As for my driving, Reggie feared I might hit a kangaroo and had given me some rudimentary in­structions for avoiding collisions with our pouched friends. Primarily he insisted that we never drive more than 80 km/hour (about 48 mph). I reminded him that since he'd once run my ex-wife's Pinto off a cliff at Arches National Park while in a drunken stu­por and totaled it, I was very well within my rights to hit a kangaroo, just for spite. (Of course I would have never done that to the 'roo.) But the vague threat troubled Reggie, even when I told him I was joking, and subsequently, I was confined to the navigator's seat.
REACHING THE RED CENTER
Now, after some excruciating washboard roads east of Alice Spring, we had finally reached the Red Center of Australia and Uluru—Ayer's Rock to us white folks. We planned to hike to its summit and rose early to beat the heat, but found ourselves in a queue with about 5000 Japanese tourists who had also arrived before dawn. The climb was difficult and steep, but the view on top was stunning, when I could see past the bobbing heads of my fellow travelers,
posing for endless photos of one another. Unlike a mountaintop view here, that exposes endless combinations of ridges and fins and meadows and mountains, the view from atop Uluru was striking for its monotony. Except for the Olgas, an outcrop of sandstone 80 kms west. The horizon was as flat and featureless as western Kansas. We were heading into flat country.

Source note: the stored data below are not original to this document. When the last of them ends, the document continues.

PR #1448, opened 2026-05-07
Fix memory leaks caused by `std::move` on types with no move constructor

jnbooth:
`cxx` uses the `IsRelocatable` struct to detect whether a C++ type is safe to move by `memcpy`. It permits only types that have trivial move constructors and no destructor. `cxx-qt-lib` and `cxx-qt-lib-extras` sometimes override that check, like so:

```cpp
namespace rust {
template<>
struct IsRelocatable<MyType> : ::std::true_type
{};
}
```

This is a violation of `cxx`'s assumptions, but it's valid if two conditions are met:

1. `QTypeInfo<MyType>::isRelocatable` must be true. This ensures `memcpy` is safe to use.
2. `MyType` must have a move constructor (i.e. `MyType(MyType&& other)`). This ensures that if the type is passed from Rust into C++ by value, C++ will take ownership of it, and vice versa.

The first condition can be checked at compile time with `static_assert(QTypeInfo<MyType>::isRelocatable)`, which is exactly what `cxx-qt-lib` and `cxx-qt-lib-extras` do. However, as far as I know, there is no way to check the second condition at compile time. Due to this, `cxx-qt-lib` and `cxx-qt-lib-extras` declare `IsRelocatable` for several types that do not have move constructors: `QFont`, `QMessageLogContext`, `QCommandLineOption`, and `QCommandLineParser`. If any of these types are passed by value into C++, their reference counter will not decrement, which means they will never deallocate.

However, when those invalid `IsRelocatable` declarations are removed, another problem arises: it is no longer possible for Rust to bind to C++ functions that return those types, since those are *also* passing by value. That includes the FFI bindings we use for `MyType::default()`, `MyType::clone()`, and so on. The solution is to construct the types in-place using `new (p) MyType(...)`, which is the C++ syntax for applying a constructor to the existing place in memory at pointer address `p`, rather than constructing a new value on the stack and returning it. (`cxx` makes heavy use of that syntax in generated code, which is how I learned about it.) So now `common.h` has a new constructor function:

```cpp
// (CURRENT) Constructs a value on the stack and returns it.
template<typename T, typename... Args>
T
construct(Args... args)
{
  return T(std::forward<Args>(args)...);
}

// (ADDED) Constructs a value in-place at the specified pointer address.
template<typename T, typename... Args>
void
constructInPlace(T* uninit, Args... args)
{
  new (uninit) T(std::forward<Args>(args)...);
}
```

On the Rust side, those types now use the `crate::util::new_in_place` helper function to construct their values, which uses `MaybeUninit` under the hood.

```rs
pub(crate) unsafe fn new_in_place<T, F: FnOnce(*mut T)>(constructor: F) -> T
{
    let mut uninit = MaybeUninit::uninit();
    constructor(uninit.as_mut_ptr());
    unsafe { uninit.assume_init() }
}
```

So instead of this:

```rust
impl Clone for MyType {
    fn clone(&self) -> Self {
        ffi::mytype_clone(self)
    }
}
```

Corresponding implementations now do this:

```rust
impl Clone for MyType {
    fn clone(&self) -> Self {
        unsafe { new_in_place(|uninit| ffi::mytype_clone(uninit, self)) }
    }
}
```

It's a bit unwieldy, but I think it's the cleanest approach. The only other way to prevent memory leaks that I can think of is to wrap those types in `UniquePtr`s, but that would be a significant breaking change for those types and wouldn't really be an improvement anyway (in my opinion). This way, it's all kept internal behind the API.

EDIT: Also to note, this is how `cxx` handles it. When an initializer is defined in a bridge, this is the Rust side:

```rs
extern "C" {
void rust$cxxqtlib1$cxxbridge1$192$qfont_init_default(::QFont *return$) noexcept {
  ::QFont (*qfont_init_default$)() = ::rust::cxxqtlib1::construct;
  new (return$) ::QFont(qfont_init_default$());
}
```

And this is the C++ side:

```cpp
    pub fn qfont_init_default() -> QFont {
        unsafe extern "C" {
            #[link_name = "rust$cxxqtlib1$cxxbridge1$192$qfont_init_default"]
            fn __qfont_init_default(__return: *mut QFont);

        }
        unsafe {
            let mut __return = ::cxx::core::mem::MaybeUninit::<QFont>::uninit();
            __qfont_init_default(__return.as_mut_ptr());
            __return.assume_init()
        }
    }
```

### DIFF
--- a/crates/cxx-qt-lib-extras/include/core/qcommandlineoption.h
+++ b/crates/cxx-qt-lib-extras/include/core/qcommandlineoption.h
@@ -7,15 +7,3 @@
 #pragma once
 
 #include <QtCore/QCommandLineOption>
-
-#include "rust/cxx.h"
-
-// Define namespace otherwise we hit a GCC bug
-// https://gcc.gnu.org/bugzilla/show_bug.cgi?id=56480
-namespace rust {
-
-template<>
-struct IsRelocatable<QCommandLineOption> : ::std::true_type
-{};
-
-} // namespace rust
--- a/Cargo.lock
+++ b/Cargo.lock
@@ -378,9 +378,9 @@ dependencies = [
 
 [[package]]
 name = "codespan-reporting"
-version = "0.12.0"
+version = "0.13.1"
 source = "registry+https://github.com/rust-lang/crates.io-index"
-checksum = "fe6d2e5af09e8c8ad56c969f2157a3d4238cebc7c55f0a517728c38f7b200f81"
+checksum = "af491d569909a7e4dee0ad7db7f5341fef5c614d5b8ec8cf765732aba3cff681"
 dependencies = [
  "serde",
  "termcolor",
@@ -500,11 +500,12 @@ dependencies = [
 
 [[package]]
 name = "cxx"
-version = "1.0.176"
+version = "1.0.194"
 source = "registry+https://github.com/rust-lang/crates.io-index"
-checksum = "d5e9fd2958ba90283c0398c7cef1972aa23db8ab6e4323759a4fa8affb0299c4"
+checksum = "747d8437319e3a2f43d93b341c137927ca70c0f5dabeea7a005a73665e247c7e"
 dependencies = [
  "cc",
+ "cxx-build",
  "cxxbridge-cmd",
  "cxxbridge-flags",
  "cxxbridge-macro",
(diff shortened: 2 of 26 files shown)


crates/cxx-qt-lib-extras/include/core/qcommandlineoption.h
```diff
@@ -7,15 +7,3 @@
 #pragma once
```
ahayzen-kdab, line 7: So all (?) of these types were missing the usually `qt_types_standalone` tests that check for the memory leaks and would have spotted the incorrect usage of being marked relocatable/trivial type.

Are you able to add `qt_types_standalone` tests for these so we ensure that they are not leaking with the in-place route?

Note for QTimeZone this was spotted and we used an opaque type instead.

The plan all along had been to go west on dirt roads that would take us almost 1000 miles through some of the most unpopulated country in Australia. Except for occasional roadhouses, "services" did not exist. West of the Giles Weather Station, we originally in­tended to travel southwest along the Great Central Road to the mining town of Kalgoorlie in Western Australia, then south to the coast at Esperance.
But as we drank a cup of tea and loaded the ute, Reggie proposed a change. "I think we should be totally MACHO (pronounced 'match-o' in Welsh) and take the north road— the OLD Gunbarrel Highway!" he exclaimed. "It'llbe something to remember!"
I checked the map and found the divide, where the Great Central road turned to the southwest. The Old Gunbarrel Highway, planned and constructed by Aussie Legend Lem Beadell after World War II, wound to the northwest, toward Wiluna. It looked barren and grim.
"What about the road?" I asked. "We know nothing about it."
"No worries," said Reggie. "No wuckin' furries. No Davey Murrays." He was sure it would be just fine.
"But this takes us away from the south coast and from Esperance," I complained. "And what about Albany and Walpole? We won't see any of that."
Reggie was adamant. "Nobody does the Gunbarrel in the heat of summer...nobody. You always want to get away from the crowds. Here's your chance."
I could hardly argue with that. And it was his car. And he turned out to be right...or almost. Almost nobody drives the Gunbarrel in the heat of summer. But just to be safe, Reggie called the police at Wiluna, at the far west end of the Gunbarrel, just to let them know we were coming. "This way," said Reggie, "if anything goes wrong, they'll come looking for us. I feel safer already."
We tried to fill the petrol tank at Warburton, an Aboriginal community that did not allow whites to enter—they'd had enough of us—but a road house on the outskirts of town provided limited services. Somehow we forgot to fill the water bottles (sort of abad move) but we spotted a bore pump on the map, 30 kms ahead. It took a bit of priming but we finally established a decent flow of brackish water. Neither of us had wanted to invest in water containers so we saved all our plastic pop bottles and managed to fill them all. Just beyond the pump, the road forked. It was Reggie's last chance to change his mind, but he seemed determined.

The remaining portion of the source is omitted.